AIM OF THE EXERCISE: Where a line in the listing contains the string "strings", copy that line out.
***** ENTRIES SUPPLIED *****
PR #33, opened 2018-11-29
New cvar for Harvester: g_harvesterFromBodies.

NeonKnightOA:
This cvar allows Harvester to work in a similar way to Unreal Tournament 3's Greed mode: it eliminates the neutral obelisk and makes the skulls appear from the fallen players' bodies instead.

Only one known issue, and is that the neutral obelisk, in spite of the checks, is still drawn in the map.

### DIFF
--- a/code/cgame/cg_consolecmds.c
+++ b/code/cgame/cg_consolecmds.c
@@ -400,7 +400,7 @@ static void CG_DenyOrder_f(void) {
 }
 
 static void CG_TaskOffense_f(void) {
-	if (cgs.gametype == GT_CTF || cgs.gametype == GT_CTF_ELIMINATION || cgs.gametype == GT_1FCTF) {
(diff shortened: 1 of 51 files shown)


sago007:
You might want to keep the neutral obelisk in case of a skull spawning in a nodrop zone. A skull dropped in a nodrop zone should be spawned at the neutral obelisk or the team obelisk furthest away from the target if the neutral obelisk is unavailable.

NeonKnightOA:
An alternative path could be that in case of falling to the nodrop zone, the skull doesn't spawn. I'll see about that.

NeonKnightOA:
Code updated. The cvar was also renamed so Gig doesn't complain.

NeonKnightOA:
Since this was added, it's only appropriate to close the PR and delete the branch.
*****
***** ENTRIES SUPPLIED *****
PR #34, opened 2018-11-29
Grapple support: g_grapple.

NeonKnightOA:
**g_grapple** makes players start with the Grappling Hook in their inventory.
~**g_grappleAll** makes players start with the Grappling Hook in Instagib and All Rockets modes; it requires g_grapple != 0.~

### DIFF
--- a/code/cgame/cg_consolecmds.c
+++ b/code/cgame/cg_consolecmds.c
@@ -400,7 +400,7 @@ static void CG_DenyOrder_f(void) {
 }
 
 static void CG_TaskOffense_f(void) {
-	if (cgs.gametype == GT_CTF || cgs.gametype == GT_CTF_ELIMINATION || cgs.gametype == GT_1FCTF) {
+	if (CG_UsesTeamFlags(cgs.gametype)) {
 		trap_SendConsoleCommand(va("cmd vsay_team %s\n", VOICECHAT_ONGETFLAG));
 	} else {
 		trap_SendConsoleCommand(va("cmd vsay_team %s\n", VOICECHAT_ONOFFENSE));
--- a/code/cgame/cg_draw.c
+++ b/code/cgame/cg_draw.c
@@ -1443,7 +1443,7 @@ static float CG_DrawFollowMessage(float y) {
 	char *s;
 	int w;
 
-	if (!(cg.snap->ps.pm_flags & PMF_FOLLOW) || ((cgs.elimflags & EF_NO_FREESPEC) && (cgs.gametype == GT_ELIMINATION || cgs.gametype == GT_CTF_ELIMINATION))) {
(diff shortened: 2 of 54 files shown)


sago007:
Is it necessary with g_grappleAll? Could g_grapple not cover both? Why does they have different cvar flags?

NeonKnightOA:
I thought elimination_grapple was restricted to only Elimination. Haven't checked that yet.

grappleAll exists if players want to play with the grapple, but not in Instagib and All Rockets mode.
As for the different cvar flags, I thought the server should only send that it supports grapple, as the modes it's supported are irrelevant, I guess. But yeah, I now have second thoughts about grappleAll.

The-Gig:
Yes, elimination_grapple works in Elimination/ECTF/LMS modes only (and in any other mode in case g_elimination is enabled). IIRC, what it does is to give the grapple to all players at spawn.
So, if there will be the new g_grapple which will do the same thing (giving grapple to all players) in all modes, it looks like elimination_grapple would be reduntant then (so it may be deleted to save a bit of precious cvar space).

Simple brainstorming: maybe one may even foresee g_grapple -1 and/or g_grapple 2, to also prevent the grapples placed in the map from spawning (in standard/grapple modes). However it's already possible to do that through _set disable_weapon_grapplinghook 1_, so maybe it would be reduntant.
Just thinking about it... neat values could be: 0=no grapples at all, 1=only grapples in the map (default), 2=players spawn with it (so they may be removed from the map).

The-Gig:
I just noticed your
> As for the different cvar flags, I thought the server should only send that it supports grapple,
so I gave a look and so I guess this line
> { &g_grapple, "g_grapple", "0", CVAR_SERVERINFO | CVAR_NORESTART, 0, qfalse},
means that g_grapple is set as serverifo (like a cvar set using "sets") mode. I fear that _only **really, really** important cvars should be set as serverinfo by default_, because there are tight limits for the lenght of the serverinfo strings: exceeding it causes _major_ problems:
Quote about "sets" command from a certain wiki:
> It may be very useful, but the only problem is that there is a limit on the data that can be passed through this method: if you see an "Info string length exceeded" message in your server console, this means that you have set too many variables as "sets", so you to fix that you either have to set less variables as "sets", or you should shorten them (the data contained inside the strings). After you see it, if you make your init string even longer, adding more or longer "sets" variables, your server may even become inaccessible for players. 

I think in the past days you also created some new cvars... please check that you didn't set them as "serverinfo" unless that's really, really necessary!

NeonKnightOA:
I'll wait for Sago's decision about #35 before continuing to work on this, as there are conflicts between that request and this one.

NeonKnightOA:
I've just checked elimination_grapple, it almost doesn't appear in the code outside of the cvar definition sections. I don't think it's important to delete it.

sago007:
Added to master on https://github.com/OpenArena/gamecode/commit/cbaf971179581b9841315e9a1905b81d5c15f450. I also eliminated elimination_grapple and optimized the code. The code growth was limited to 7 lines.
*****
FINISHED TASK:
means that g_grapple is set as serverifo (like a cvar set using "sets") mode. I fear that _only **really, really** important cvars should be set as serverinfo by default_, because there are tight limits for the lenght of the serverinfo strings: exceeding it causes _major_ problems:
> It may be very useful, but the only problem is that there is a limit on the data that can be passed through this method: if you see an "Info string length exceeded" message in your server console, this means that you have set too many variables as "sets", so you to fix that you either have to set less variables as "sets", or you should shorten them (the data contained inside the strings). After you see it, if you make your init string even longer, adding more or longer "sets" variables, your server may even become inaccessible for players. 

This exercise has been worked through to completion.